New Convertible Notes definition

New Convertible Notes means the Company’s 5.0% Senior Unsecured Convertible Notes due 2023.
New Convertible Notes means Emergent’s 5.0% Senior Unsecured Convertible Notes due 2023 issued pursuant to the New Convertible Note Indenture.
New Convertible Notes means the $237,500,000 (as adjusted pursuant to Section 3.3(2)(b)) aggregate principal amount of 4.75% Senior Secured Convertible Notes due 2016 of Reorganized Spansion Inc. having the terms and conditions summarized on Exhibit A. The New Convertible Notes will be guaranteed by certain Affiliates of Reorganized Spansion Inc. and secured by a Lien on substantially all of the Property and Assets of the Reorganized Debtors and their domestic subsidiaries, subject only to the senior Liens of the Exit Financing Facility (solely respecting accounts receivable, inventory and deposit accounts of Reorganized Spansion LLC), New Senior Notes, the Secured Credit Facility (solely respecting the Class 1 Collateral) and Permitted Liens as defined in the New Convertible Notes Documents.
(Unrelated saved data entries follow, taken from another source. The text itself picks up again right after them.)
Issue #1766, opened 2015-11-10
Replace Drupal version number pattern-based classes with named services/engines


quicksketch:
This issue grows out of https://github.com/drush-ops/drush/issues/1750. Where we were discussing move constants into Boot classes.

Right now we have a number of version-based names for our classes such as:
- Queue6/7/8
- Role6/7/8
- Sql6/7/8
- StatusInfo6/7/8
- User6/7/8
- UserSingle6/7/8

Rather than using number-based magic class names, it was suggested that the boot classes provide the names of these classes instead.

quicksketch:
If we pursue this, it starts looking in some ways a lot like these numbered classes because "services" in the D8 usage of the word. That is, they are swappable classes that return defined, consistent results regardless of the underlying system.

So what I'd like to suggest is that Drush adopt this concept of loading these existing classes as though they were "services" in the D8 sense. We already have these existing classes, and I'm not suggesting we modify them extensively (or at all), just that we change the way they are loaded away from being magically loaded with `drush_get_class()` and `drush_drupal_version()` to consolidating their loading into the boot classes. I'll try to work up a PR as a proof of concept.

quicksketch:
I created a PoC PR at https://github.com/drush-ops/drush/pull/1767.

I haven't figured out how Drush "engines" fit into all of this. I can't quite figure out how they work and what they accomplish. It looks like in a9e63b956ac5cafc2af0fbf0a83b60ea65094072, the ability for engines classes to live in `/lib` was added. If we pursued this further, engines could use service names instead of class names, reducing further the use of `drush_get_class()` and `drush_drupal_version()`. However, I don't think that engines and services are the same thing.

One thing I like about this concept of services is that commands could also list dependencies in an version-agnostic way. Right now commands can specify a version of Drupal core on which they depend, but with these services they could instead specify what services they need. These services are entirely version and CMS independent. It's just up to the boot class to implement (or not implement) each service. If the service isn't implemented, then the command wouldn't be allowed.

For example the SQL commands could easily be allowed within any system that provided the SQL service:
```php
  $items['sql-cli'] = array(
    'description' => "Open a SQL command-line interface using Drupal's credentials.",
    'bootstrap' => DRUSH_BOOTSTRAP_NONE,
    'service-requirements' => array('sql'), // <- New line.
    // ...
  );
```

[...]

PR #1767, opened 2015-11-11
Issue #1766: Replace Drupal version number pattern-based classes with named services.

quicksketch:
Proof of concept for https://github.com/drush-ops/drush/issues/1766.

This mostly untested PR just attempts to show how `drush_get_class()` could be replaced with a named-services approach, where each boot class would keep track of the services it supported.

### DIFF
--- a/commands/core/queue.drush.inc
+++ b/commands/core/queue.drush.inc
@@ -62,7 +62,7 @@ function drush_queue_run_validate($queue_name) {
  * Return the appropriate queue class.
  */
 function drush_queue_get_class() {
-  return drush_get_class('Drush\Queue\Queue');
+  return drush_get_service('queue');
 }
 
 /**
--- a/commands/core/role.drush.inc
+++ b/commands/core/role.drush.inc
@@ -267,10 +267,10 @@ function drush_role_perm($action, $rid, $permission = NULL) {
  * @param string $role_name
  * @return RoleBase
  *
- * @see drush_get_class().
+ * @see drush_get_service().
  */
 function drush_role_get_class($role_name = DRUPAL_ANONYMOUS_RID) {
-  return drush_get_class('Drush\Role\Role', func_get_args());
+  return drush_get_service('role', func_get_args());
 }
 
 /**
--- a/commands/sql/sql.drush.inc
+++ b/commands/sql/sql.drush.inc
@@ -594,7 +594,7 @@ function drush_sql_get_class($db_spec = NULL) {
  * @return Drush\Sql\SqlVersion
  */
 function drush_sql_get_version() {
-  return drush_get_class('Drush\Sql\Sql', array(), array(drush_drupal_major_version())) ?: NULL;
+  return drush_get_service('sql');
 }
 
 /**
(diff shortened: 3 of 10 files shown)


greg-1-anderson:
I think this looks pretty good as far as basic structure and concept is concerned.

One thing of note. The old "drush_get_class" method took a string parameter that contained a partial class name.  The new method takes a simple string identifier.  It would be good if there was a strong relationship between the object being requested, and the interface that the object is expected to return. For example, maybe the parameter should be an interface name rather than a simple identifier.

My other thought is that this is starting to look a lot like [Symfony Dependency Injection](http://symfony.com/doc/current/components/dependency_injection/index.html). Could we perhaps give each boot object a chance to provide a service container (yaml file and/or dynamic object) that knew how to inject the appropriate framework-specific dependencies for each subsystem (sql, pm, role, etc.) that needed them?

This is in conflict with my previous suggestion. I'm not sure it's a good idea. It would work for "core" subsystems easily enough, but what if you wanted to write a Drush extension that supported Drupal 7 and Drupal 8 implementation for a certain command it provided, and what if someone later wanted to submit a PR to that extension that added Backdrop support? What would the relationship between the boot object and the various extension framework support classes be?  

That same question also applies to the design in this PR.  For example, we currently have:
```
 class DrupalBoot6 extends DrupalBoot {
 
  function __construct() {
    // Add services supported by Drupal 6.
    $this->add_service('queue', 'Drush\Queue\Queue6');
    $this->add_service('role', 'Drush\Role\Role6');
    $this->add_service('sql', 'Drush\Sql\Sql6');
    $this->add_service('user', 'Drush\User\User6');
    $this->add_service('user_single', 'Drush\User\UserSingle6');

    parent::__construct();
}
```
I guess if a "foo" service wanted to provide Drupal 6 and Drupal 7 implementations, then it would provide classes Foo\Foo6 and Foo\Foo7, and would know how to get references to the DrupalBoot6 and DrupalBoot7 classes (is this currently available?), and would then call `add_service()` to each boot object.  This satisfies my question above, presuming we have a way for an extension to ask for a specific boot object, and determine if it is available.  For example:
```
function foo_drush_init() {
  $backdrop_boot = drush_magic_function_to_get_boot_object("BACKDROP");
  if ($backdrop_boot) {
    $backdrop_boot->add_service('foo', 'Foo\FooBackdrop');
  }
  // repeat for all supported frameworks
}
```
This is eminently doable, with appropriate accessors.

Could we also do the same thing using Symfony DI?  Could we do this even better with some similar mechanism?  e.g. Drupal 8 has a [plugin API](https://www.drupal.org/developing/api/8/plugins) that fills similar needs, but I don't know if we could adapt and/or re-use that code. (Could be interesting to maintain separability from D8 without conflicting with existing classes when using D8.)

greg-1-anderson:
c.f. #1884 - dependency injection for Drush.  Does not address engines.

weitzman:
Drush 9 now has dependency injection via a services container.

weitzman:
This system is gone from drush9

Issue #1754, opened 2015-11-07
More PsySH hotness


bobthecow:
You should check out @grota's [drush-psysh](https://github.com/grota/drush-psysh). It proxies drush commands inside the REPL, which is super rad :)

weitzman:
Psysh is in core drush already

bobthecow:
Yep. But I'm talking about incorporating features of drush-psysh that core doesn't yet have :)

weitzman:
I don't see what you refer to. Please be specific about what you think core
is missing.

bobthecow:
> It proxies drush commands inside the REPL, which is super rad.

bobthecow:
So, for example, you can run `cache-clear`, or `role-list`, or really any other drush command, while inside a REPL session.

weitzman:
thats kinda neat. @damiankloip is our de facto psysh maintainer so lets get his opinion.

damiankloip:
I did see that project, indeed has some awesome stuff in! We could easily bring this into drush core - the creation of the commands for the shell.

We would not want to use that project in it's entirety as it has it's own command file, and install command. We already have commands and dependencies.

So, in a nutshell, yes!

damiankloip:
OK, added a modified version of drush-psysh as that was not working with this version of drush, but a few fixes later and it's working pretty well! https://github.com/drush-ops/drush/pull/1768

PR #1768, opened 2015-11-11
Add a modified version of drush-psysh commands

damiankloip:
Modified version of the commands from https://github.com/grota/drush-psysh

This needed a bit of work to get working properly with drush, I guess just the newer version.

The help command needed a couple of fixes but mainly the DrushCommand execution needed some work to run correctly. This initial attempt is working pretty well though!

Based on discussion in https://github.com/drush-ops/drush/issues/1754
 
### Problems

- ~~After running a command, you need to use the psysh `exit` command twice to exit the shell session~~
- ~~Can we stop drush printing the output? I would prefer to pass it to the output object (@todo in the code)~~
- ~~Doesn't have support for site aliases yet (command aliases are fine), could be some sort of follow up?~~

### DIFF
--- a/commands/core/cli.drush.inc
+++ b/commands/core/cli.drush.inc
@@ -1,5 +1,9 @@
 <?php
 
+use Drupal\Component\Assertion\Handle;
+use Drush\Psysh\DrushHelpCommand;
+use Drush\Psysh\DrushCommand;
+
 /**
  * Implements hook_drush_command().
  */
@@ -22,9 +26,27 @@ function drush_cli_core_cli() {
   if (drush_drupal_major_version() >= 8) {
     // Register the assertion handler so exceptions are thrown instead of errors
     // being triggered. This plays nicer with PsySH.
-    \Drupal\Component\Assertion\Handle::register();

The New Convertible Notes also may be converted into shares of New Spansion Common Stock at a purchase price per share equal to: (i) the Adjusted Plan Equity Value for Conversion Price Calculation; (ii) plus $100 million; (iii) divided by 50 million; (iv) multiplied by 115% (the “Conversion Price”).

Examples of New Convertible Notes in a sentence

  • As promptly as practicable after the Closing Date (and in any event within thirty (30) days after the Closing Date) Emergent shall file a registration statement providing for the registration for resale under the Securities Act of the Shares, the Warrant Shares, the New Convertible Notes and the shares of Common Stock into which the New Convertible Notes may be converted (such registration statement, the “Registration Statement”).

  • Equity Holders as of the Equity Record Date shall have the opportunity to participate in the New Convertible Notes Class B Preemptive Rights Offering.

  • The New Convertible Notes Class B Preemptive Rights Offering will follow customary procedures under applicable Chilean corporate law.

  • New Convertible Notes Class B Subsequent Notes Allocation Any New Convertible Notes Class B not acquired in the New Convertible Notes Class B Preemptive Rights Offering shall be subscribed and purchased on the Effective Date by the New Convertible Notes Class B Backstop Parties.

  • The New Convertible Notes Class B Backstop Parties shall each elect to convert their New Convertible Notes Class B during the first Convertible Note Class B Conversion Period.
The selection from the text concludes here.